PR #510, opened 2016-12-14
Clarify `--add-prefetch` build flag

FredKSchott:
Clarified this build flag since a lot of people (myself included) weren't sure what it was doing. Also confirmed it's still working as intended.

/cc @justinfagnani

### DIFF
--- a/src/build/build.ts
+++ b/src/build/build.ts
@@ -34,7 +34,7 @@ const buildDirectory = 'build/';
 
 export interface BuildOptions {
   swPrecacheConfig?: string;
-  insertDependencyLinks?: boolean;
+  prefetchDepedencies?: boolean;
   bundle?: boolean;
   // TODO(fks) 07-21-2016: Fully complete these with available options
   html?: {collapseWhitespace?: boolean; removeComments?: boolean};
@@ -55,11 +55,6 @@ export async function build(
     css: Object.assign({stripWhitespace: true}, options.css),
     js: Object.assign({minify: true}, options.js),
   };
-
-  if (options.insertDependencyLinks) {
-    logger.debug(
-        `Additional dependency links will be inserted into application`);
-  }
 
   logger.info(`Deleting build/ directory...`);
   await del([buildDirectory]);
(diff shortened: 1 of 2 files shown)


src/build/build.ts
```diff
@@ -34,7 +34,7 @@ const buildDirectory = 'build/';
 
 export interface BuildOptions {
   swPrecacheConfig?: string;
-  insertDependencyLinks?: boolean;
+  prefetchDepedencies?: boolean;
```
justinfagnani: "insert" seemed meaningful here, in that the effect of this flag is to insert prefetch link tags, the effect isn't to do prefetching.

src/commands/build.ts
```diff
@@ -45,11 +45,12 @@ export class BuildCommand implements Command {
           'used for service worker generation.'
     },
     {
-      name: 'insert-dependency-links',
+      name: 'add-prefetch',
       type: Boolean,
-      description: 'Flatten dependency tree downloads by inserting ' +
-          'additional `<link rel="prefetch">` tags into ' +
-          'entrypoint and `<link rel="import">` tags into fragments and shell.'
+      description: 'Add dependency tree prefetching by inserting ' +
```
justinfagnani: I'd remove "tree", we haven't used the term "dependency tree" before. Maybe:

"Enable dependency prefetching by inserting..."

src/commands/build.ts
```diff
@@ -45,11 +45,12 @@ export class BuildCommand implements Command {
           'used for service worker generation.'
     },
     {
-      name: 'insert-dependency-links',
+      name: 'add-prefetch',
```
justinfagnani: similar to the above comment,  I think "insert" is meaningful here. Maybe `insert-prefetch-links`?

FredKSchott: I prefer the shorter `add-prefetch` when it comes to command line args. And `insert` always felt like it was inserting something new into my application while `add` feels like it's adding a new feature/ability to my application. So I prefer as-is, but happy to make the change if you feel strongly.

src/build/build.ts
FredKSchott: Good point, changed naming to `addPrefetchLinks` to be in line with the cli flag.

src/commands/build.ts
justinfagnani: I'm not really concerned about long flag names for things that'll hopefully be in a config file, if they're more descriptive. I think `insert-prefetch-links` is the most clear name.

FredKSchott: fine by me, I'll make the change

FredKSchott:
@justinfagnani name changed, PTAL

PR #557, opened 2016-03-06
Updating the README to support Betamax Java (which is no longer Groovy).

cowboygneox:
Betamax (Groovy) is no longer Groovy, it's now Java. Also, Betamax has been revived and is in active development. Would there be objection to moving it higher on the list?


mcfiredrill:
LGTM

krainboltgreene:
:+1:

▶ [Directions]:
Extract each line from the listing above, please, and repeat it exactly.

▶ [Result for this task]:
PR #510, opened 2016-12-14
Clarify `--add-prefetch` build flag

FredKSchott:
Clarified this build flag since a lot of people (myself included) weren't sure what it was doing. Also confirmed it's still working as intended.

/cc @justinfagnani

### DIFF
--- a/src/build/build.ts
+++ b/src/build/build.ts
@@ -34,7 +34,7 @@ const buildDirectory = 'build/';
 
 export interface BuildOptions {
   swPrecacheConfig?: string;
-  insertDependencyLinks?: boolean;
+  prefetchDepedencies?: boolean;
   bundle?: boolean;
   // TODO(fks) 07-21-2016: Fully complete these with available options
   html?: {collapseWhitespace?: boolean; removeComments?: boolean};
@@ -55,11 +55,6 @@ export async function build(
     css: Object.assign({stripWhitespace: true}, options.css),
     js: Object.assign({minify: true}, options.js),
   };
-
-  if (options.insertDependencyLinks) {
-    logger.debug(
-        `Additional dependency links will be inserted into application`);
-  }
 
   logger.info(`Deleting build/ directory...`);
   await del([buildDirectory]);
(diff shortened: 1 of 2 files shown)


src/build/build.ts
```diff
@@ -34,7 +34,7 @@ const buildDirectory = 'build/';
 
 export interface BuildOptions {
   swPrecacheConfig?: string;
-  insertDependencyLinks?: boolean;
+  prefetchDepedencies?: boolean;
```
justinfagnani: "insert" seemed meaningful here, in that the effect of this flag is to insert prefetch link tags, the effect isn't to do prefetching.

src/commands/build.ts
```diff
@@ -45,11 +45,12 @@ export class BuildCommand implements Command {
           'used for service worker generation.'
     },
     {
-      name: 'insert-dependency-links',
+      name: 'add-prefetch',
       type: Boolean,
-      description: 'Flatten dependency tree downloads by inserting ' +
-          'additional `<link rel="prefetch">` tags into ' +
-          'entrypoint and `<link rel="import">` tags into fragments and shell.'
+      description: 'Add dependency tree prefetching by inserting ' +
```
justinfagnani: I'd remove "tree", we haven't used the term "dependency tree" before. Maybe:

"Enable dependency prefetching by inserting..."

src/commands/build.ts
```diff
@@ -45,11 +45,12 @@ export class BuildCommand implements Command {
           'used for service worker generation.'
     },
     {
-      name: 'insert-dependency-links',
+      name: 'add-prefetch',
```
justinfagnani: similar to the above comment,  I think "insert" is meaningful here. Maybe `insert-prefetch-links`?

FredKSchott: I prefer the shorter `add-prefetch` when it comes to command line args. And `insert` always felt like it was inserting something new into my application while `add` feels like it's adding a new feature/ability to my application. So I prefer as-is, but happy to make the change if you feel strongly.

src/build/build.ts
FredKSchott: Good point, changed naming to `addPrefetchLinks` to be in line with the cli flag.

src/commands/build.ts
justinfagnani: I'm not really concerned about long flag names for things that'll hopefully be in a config file, if they're more descriptive. I think `insert-prefetch-links` is the most clear name.

FredKSchott: fine by me, I'll make the change

FredKSchott:
@justinfagnani name changed, PTAL

PR #557, opened 2016-03-06
Updating the README to support Betamax Java (which is no longer Groovy).

cowboygneox:
Betamax (Groovy) is no longer Groovy, it's now Java. Also, Betamax has been revived and is in active development. Would there be objection to moving it higher on the list?


mcfiredrill:
LGTM

krainboltgreene:
:+1:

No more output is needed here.